• _Assigned task_: Transcribe the material from its first line onward, ending with the line that contains "whyoleg, line 31: BTW, may" and adding nothing beyond it.
[[ Material provided open ]]
PR #3346, opened 2023-11-15
Do not find javadoc for non-JVM source set

vmishenev:


whyoleg (approved):
LGTM

dokka-subprojects/plugin-base/src/test/kotlin/model/MultiLanguageInheritanceTest.kt
```diff
@@ -26,6 +27,48 @@ class MultiLanguageInheritanceTest : BaseAbstractTest() {
...
+            |    */  
+            |    val withHintType: String
+            |}
+            |
+            |/src/main/kotlin/sample/Child.kt
+            |package sample
+            |public class Child : Parent {
+            |   override val withHintType: String 
+            |    get() = ""
+            |}
```
IgnatBeresnev, line 66: It looks like such a common case that I don't know how it didn't backfire before :fearful:

IgnatBeresnev (approved):
Nice :+1:

dokka-subprojects/plugin-base/src/test/kotlin/model/MultiLanguageInheritanceTest.kt
```diff
@@ -26,6 +27,48 @@ class MultiLanguageInheritanceTest : BaseAbstractTest() {
         }
     }
 
+    @Test
+    fun `should not try to find javadoc for non JVM source set`() {
```
whyoleg, line 31: BTW, may be can move this test to `analysis-kotlin-api`?

IgnatBeresnev: There's no API for multiplatform projects yet, unfortunately :( I didn't add it because in case something changed in the underlying framework (TestProject, TestFile, TestData, etc) it would take more time and effort to update all implementation, so for now it supports only JVM projects. If it proves to be convenient, we'll add multiplatform and move all tests from dokka-base into it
[[ Material provided closed ]]
• _Reply_:
PR #3346, opened 2023-11-15
Do not find javadoc for non-JVM source set

vmishenev:


whyoleg (approved):
LGTM

dokka-subprojects/plugin-base/src/test/kotlin/model/MultiLanguageInheritanceTest.kt
```diff
@@ -26,6 +27,48 @@ class MultiLanguageInheritanceTest : BaseAbstractTest() {
...
+            |    */  
+            |    val withHintType: String
+            |}
+            |
+            |/src/main/kotlin/sample/Child.kt
+            |package sample
+            |public class Child : Parent {
+            |   override val withHintType: String 
+            |    get() = ""
+            |}
```
IgnatBeresnev, line 66: It looks like such a common case that I don't know how it didn't backfire before :fearful:

IgnatBeresnev (approved):
Nice :+1:

dokka-subprojects/plugin-base/src/test/kotlin/model/MultiLanguageInheritanceTest.kt
```diff
@@ -26,6 +27,48 @@ class MultiLanguageInheritanceTest : BaseAbstractTest() {
         }
     }
 
+    @Test
+    fun `should not try to find javadoc for non JVM source set`() {
```
whyoleg, line 31: BTW, may be can move this test to `analysis-kotlin-api`?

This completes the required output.